The value of the memory word defined by the LABEL field is defined to contain the specified constant.  The LABEL field is mandatory for this opcode.  The ACC is not modified.





We chose to define our own assembly language rather than use a “real” one in order to eliminate the many sticky details associated with real languages.  The basic concepts of AAL are common to all assembly languages.  A reference manual for any real assembly language should prove helpful to prepare for this category.  Also, the following article presents many of the concepts of assembly language programming in a very readable and fun way: 


Dewdney, A.K.  “Computer Recreations,” in Scientific American, May 1984, pp. 14-22.



Sample Problems 


After the following program is executed, what value is in location TEMP?

TEMP             DC                  0

A                     DC                  8

B                     DC                  -2

C                     DC                  3

                        LOAD             B

                        MULT             C

                        ADD               A

                        DIV                 B

                        SUB                A

                        STORE           TEMP

The ACC takes on values -2, -6, 2, -1 and -9 in that order.  The last value, -9, is stored in TEMP.



After the following program is executed, what is the final value of A ?  The data for the program is 3.


                       READ             N

A                     DC                  1

START           LOAD             N

                        SUB                =1

                        BE                   RSLT

                        STORE           N

                        LOAD             A

                        ADD               =2

                        STORE           A

                        BU                  START

RSLT              END

This program finds the Nth odd integer.  The following table gives the values of N and A through execution:


                        N          A


                        3          1

                        2          3

                        1          5

                        0          5


Thus, the final value of A is 5.



If the following program has an input value of N, what is the final value of X which is computed? Express X as a mathematical expression in terms of N.

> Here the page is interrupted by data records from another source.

PR #289, opened 2018-01-05
Use java 8

Mecharyry:
## Problem
Too much boiler plate.

## Solution 
Use Java 8 and leverage lambdas.

## Paired with
@danybony

### DIFF
--- a/demo-simple/src/main/java/com/novoda/downloadmanager/demo/MainActivity.java
+++ b/demo-simple/src/main/java/com/novoda/downloadmanager/demo/MainActivity.java
@@ -16,10 +16,8 @@ import com.novoda.downloadmanager.DownloadBatchCallback;
 import com.novoda.downloadmanager.DownloadBatchId;
 import com.novoda.downloadmanager.DownloadBatchIdCreator;
 import com.novoda.downloadmanager.DownloadBatchStatus;
-import com.novoda.downloadmanager.DownloadFilePathCallback;
 import com.novoda.downloadmanager.DownloadMigrator;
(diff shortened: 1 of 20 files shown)


Mecharyry:
Checking with Java 7 demo

Mecharyry:
Turns out the demo or other client applications won't work unless they also support Java 8. Personally I don't think this should be an issue, it's the most recent version that is supported by ASide. Java 8 is backwards compatible so if client applications migrate to the latest they should have any problems running their applications.

demo-simple/src/main/java/com/novoda/downloadmanager/demo/MainActivity.java
```diff
@@ -116,144 +106,94 @@ public void onClick(View v) {
...
-    };
+    }
 
-    private final AllBatchStatusesCallback batchStatusesCallback = new AllBatchStatusesCallback() {
-        @Override
-        public void onReceived(List<DownloadBatchStatus> downloadBatchStatuses) {
-            for (DownloadBatchStatus downloadBatchStatus : downloadBatchStatuses) {
-                callback.onUpdate(downloadBatchStatus);
-            }
+    private final AllBatchStatusesCallback batchStatusesCallback = downloadBatchStatuses -> {
```
xrigau, line 177: I think it'd be nicer if this was a method and then use a method reference instead

xrigau: there's many places that are using fields instead of methods, so I'm fine either way if you don't want to make that many change

Issue #287, opened 2018-01-05
DownloadManager handler


Mecharyry:
## Problem
The `DownloadManager` class does not use a handler to post back to the `main thread` when performing any action 😬 

## Solution
Pass the `callbackHandler` from the `DownloadManagerBuilder` to the `DownloadManager` and ensure that all callbacks go through this `Handler`.

MechaRyRy:
💥 addressed.

PR #290, opened 2018-01-05
V2 download manager handler

Mecharyry:
## Problem 
As per issue #287 

> The DownloadManager class does not use a handler to post back to the main thread when performing any action

## Solution
Lambda it up 😄  make sure we post all callbacks to the main thread 😄 

## Paired with
@danybony


library/src/main/java/com/novoda/downloadmanager/DownloadManager.java
```diff
@@ -52,7 +59,7 @@ public void submitAllStoredDownloads(AllStoredDownloadsSubmittedCallback callbac
                 downloader.download(downloadBatch, downloadBatchMap);
             }
 
-            callback.onAllDownloadsSubmitted();
+            callbackHandler.post(callback::onAllDownloadsSubmitted);
```
zegnus, line 62: so simple now :)

MechaRyRy: Yea, it's awesome 😄

PR #291, opened 2018-01-05
Public Download File Status

MechaRyRy:
~DO NOT MERGE this is branched from #290~

## Problem
Tried importing v2 again today, turns out we need a tad more information to create a clients version of a `Download` 😬 

## Solution
Expose a publicly accessible version of `DownloadFileStatus` similar to how we expose a `DownloadBatchStatus`. We have created an `InternalDownloadFileStatus` and a `DownloadFileStatus` to hide the `download-manager` accessible methods and those that are for clients. 

## Paired with
@danybony


zegnus (approved):

Hutch4 (approved):
LGTM 👍

PR #293, opened 2018-01-09
Expose getters for batch

MechaRyRy:
### Problem
Sometimes a client needs to retrieve information on a `Batch`. Currently we do not expose the internals of the `Batch` class even though the class is public 🤔 

### Solution
Add getters for the `Batch` class.

### DIFF
--- a/library/src/main/java/com/novoda/downloadmanager/Batch.java
+++ b/library/src/main/java/com/novoda/downloadmanager/Batch.java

                        READ             X

                        LOAD             X

TOP                SUB                =1

                        BE                   DONE

                        STORE           A

                        MULT             X

                        STORE           X

                        LOAD             A

                        BU                  TOP

DONE             END

This program loops between labels TOP and DONE for A times.  A has an initial  value of X, and subsequent values of A-1, A-2, …, 1.  Each time through the loop, X is multiplied by the current value of A.  Thus, X=A*A-1*…*1 or X=A!.  Since the initial value of A is the number input (i.e., N), X=N!.